Could be 4TB is oversize.
" If your external hard drive is over a certain size then USB standard 2.0 won't be able to see it, or all of it"
From this site External drives


----------



## Destcad (Jan 31, 2021)

PeterOz said:


> Could be 4TB is oversize.
> " If your external hard drive is over a certain size then USB standard 2.0 won't be able to see it, or all of it"
> From this site External drives


The tab a8 is 2.0 too and i can see the drive with paragon so i think its something else...says corrupted try reformatting


----------



## lunarlander (Sep 22, 2007)

Does paragon tell you what size it sees ? 4TB may be too big.


----------



## PeterOz (Dec 29, 2020)

can you connect it to a normal computer and format it and see it ?


----------



## Destcad (Jan 31, 2021)

PeterOz said:


> can you connect it to a normal computer and format it and see it ?


Yes but to another reply about the size it sees on paragon is interesting am gonna try to found out


----------



## Destcad (Jan 31, 2021)

Destcad said:


> Yes but to another reply about the size it sees on paragon is interesting am gonna try to found out


I can see 3.64 tb on my other tablet and in my files, dont need paragon, thx for joining in


----------



## Destcad (Jan 31, 2021)

lunarlander said:


> Does paragon tell you what size it sees ? 4TB may be too big.


Yeah it says 3.6tb


----------



## Destcad (Jan 31, 2021)

Destcad said:


> Yeah it says 3.6tb


Its a seagate portable plus 4tb


----------



## Destcad (Jan 31, 2021)

Destcad said:


> Its a seagate portable plus 4tb


I must be missing something


----------



## PeterOz (Dec 29, 2020)

3.6 for a 4 sounds about right.
This will help explain why Why my drive shows less


----------



## Destcad (Jan 31, 2021)

PeterOz said:


> 3.6 for a 4 sounds about right.
> This will help explain why Why my drive shows less


But it always show less even my sd card,it says 116 gb instead of 128


----------



## Destcad (Jan 31, 2021)

Destcad said:


> But it always show less even my sd card,it says 116 gb instead of 128


I have to mention something,when i first had the drive it was accepted by my tablet but was saying it has 3 or 6 mb,and work on the other tablet which is unsually because i didnt format to exfat yet,it was right out of the box


----------



## plodr (Jun 27, 2014)

Manufacturers count by 1000 but data is in bits which is base 2. This is based on 1,024.
As the size of a hard drive/USB stick/sd card increases, the advertised amount gets further and further away from the *true size*. *It will always show less than the advertised size.*

https://www.lifewire.com/drive-storage-capacities-833435


> for each gigabyte that a drive manufacturer claims, it is over-reporting the amount of disk space by 73,741,824 bytes or roughly 70.3 MB of disk space.
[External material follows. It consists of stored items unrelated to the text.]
PR #367, opened 2018-06-19
implemented getprogname() for Windows

dplanitzer:
We use GetModuleFileName() to get the filename of the process.  InitOnceExecuteOnce() is used to do this once per app run.

### DIFF
--- a/src/shims/getprogname.c
+++ b/src/shims/getprogname.c
@@ -1,0 +1,72 @@
+/*
+ * Copyright (c) 2009-2010 Mark Heily <mark@heily.com>
+ * All rights reserved.
+ *
+ * @APPLE_APACHE_LICENSE_HEADER_START@
+ *
+ * Licensed under the Apache License, Version 2.0 (the "License");
+ * you may not use this file except in compliance with the License.
+ * You may obtain a copy of the License at
+ *
+ *     http://www.apache.org/licenses/LICENSE-2.0
+ *
+ * Unless required by applicable law or agreed to in writing, software
+ * distributed under the License is distributed on an "AS IS" BASIS,
+ * WITHOUT WARRANTIES OR CONDITIONS OF ANY KIND, either express or implied.
+ * See the License for the specific language governing permissions and
+ * limitations under the License.
+ *
+ * @APPLE_APACHE_LICENSE_HEADER_END@
+ */
+
+#include "getprogname.h"
+
+#if !HAVE_GETPROGNAME
+
+#if defined(_WIN32)
+#define WIN32_LEAN_AND_MEAN
+#ifndef _WIN32_WINNT
+#define _WIN32_WINNT 0x0600
+#endif /* _WIN32_WINNT */
+#include <windows.h>
+#include <stdlib.h>
+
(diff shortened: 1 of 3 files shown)


dplanitzer:
cc @MadCoder @compnerd

compnerd:
I thought that libbsd has an implementation of this function.  Can we not just use that?

adierking:
>I thought that libbsd has an implementation of this function.

Not for Windows :(

dplanitzer:
The lack of an actually functioning getprogname() implementation In libbsd on Windows is one problem that I see with the libbsd solution. But there are additional problems:

I've identified 3 major road blocks to making libdispatch work on Windows:

a) missing getprogname() implementation

b) missing TAILQ macros

c) missing event backend implementation

libbsd doesn't help with (a) and (c) because it doesn't come with a working getprogname(), kevent nor epoll implementation for Windows. It would only help to solve issue (b). Except that issue (b) is trivial enough to solve in the context of libdispatch itself.

The general problem that I see with adding 3rd party dependencies to Swift in the context of Windows is that:

1) Windows doesn't come with a package manager, making installation of 3rd party libs less convenient and more time consuming compared to Linux.

2) A 3rd party dependency may have a compiling, working and tested implementation for POSIX but not necessarily for Windows, forcing someone to sit down and make things work on Windows.

3) Windows users are not used to the idea that they would have to use a package manager to satisfy dependencies for an application before they will be able to run the app. They are used to downloading an installer that takes care of everything.

4) Every 3rd party dependency that Swift requires increases the minimum download size of an app that was built with Swift. But the goal should be to keep this minimum runtime size as small as possible.

So I would vastly prefer that libdispatch would just provide its own implementation of the necessary getprogname() and TAILQ macros instead of dragging libbsd in just for that.

dplanitzer:
@MadCoder updated patch

src/shims/getprogname.c
```diff
@@ -0,0 +1,72 @@
...
+	PVOID *lpContext)
+{
+	TCHAR path[MAX_PATH];
+	DWORD length = GetModuleFileName(NULL, path, sizeof(path));
+	
+	if (length < 0) {
+		progname[0] = '\0';
+		return TRUE;
+	} else {
+		const char * filename;
```
MadCoder: remove the space after the star

src/shims/getprogname.c
```diff
@@ -0,0 +1,72 @@
...
+		strcpy_s(progname, sizeof(progname), filename);
+		return TRUE;
+	}
+}
+
+const char *
+getprogname(void)
+{
+	(void) InitOnceExecuteOnce(&getprogname_init_once,
+				getprogname_init_once_handler,
```
MadCoder: these should be 2 indents from the base line, and remove the space after the cast.

src/shims/getprogname.h
```diff
@@ -30,6 +30,10 @@
 extern const char *__progname;
 #endif /* __ANDROID */
 
+#if defined(_WIN32)
+const char* getprogname(void);
```
MadCoder: `const char *progname` (mind the spaces)

dplanitzer:
cc @MadCoder fixed spacing

MadCoder:
@swift-ci please test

Suppose a manufacturer advertises an 80 GB (80 billion bytes) hard drive. In this case, the actual disk space is around 74.5 GB of space, roughly 7 percent less than advertised.


http://www.centon.com/support/60-why-is-my-drive-showing-a-smaller-capacity-than-stated
128 GB advertised is about 119.21 GB


----------



## PeterOz (Dec 29, 2020)

Destcad said:


> ,i bought a 1 to hard drive, found out that i have to format exfat. It worked perfectly to this day


What size was this drive?


----------



## Destcad (Jan 31, 2021)

PeterOz said:


> What size was this drive?


1 tb


----------



## PeterOz (Dec 29, 2020)

I think 4 tb is the problem. For testing are you able to format the drive in say
1 TB partition and 1x3 TB and see what happens.


----------



## Destcad (Jan 31, 2021)

PeterOz said:


> I think 4 tb is the problem. For testing are you able to format the drive in say
> 1 TB partition and 1x3 TB and see what happens.


I dont know how to do that i dont even own a pc


----------



## PeterOz (Dec 29, 2020)

what make are both your tablets. Lenovo, Asus, etc


----------



## Destcad (Jan 31, 2021)

PeterOz said:


> what make are both your tablets. Lenovo, Asus, etc


Samsung


----------



## PeterOz (Dec 29, 2020)

Ok just let me get this clear in my head.
1) You can access the new 4TB Via paragon with your Samsung tablet 8.1 Which is running android version 7 or higher?
2) You cannot access new 4TB via Paragon With your Samsung tablet 6.1 Running android version 5.11
Am I correct or am I missing something?
Sorry but I need to be clear in my own mind.


----------



## Destcad (Jan 31, 2021)

PeterOz said:


> Ok just let me get this clear in my head.
> 1) You can access the new 4TB Via paragon with your Samsung tablet 8.1 Which is running android version 7 or higher?
> 2) You cannot access new 4TB via Paragon With your Samsung tablet 6.1 Running android version 5.11
> Am I correct or am I missing something?
> Sorry but I need to be clear in my own mind.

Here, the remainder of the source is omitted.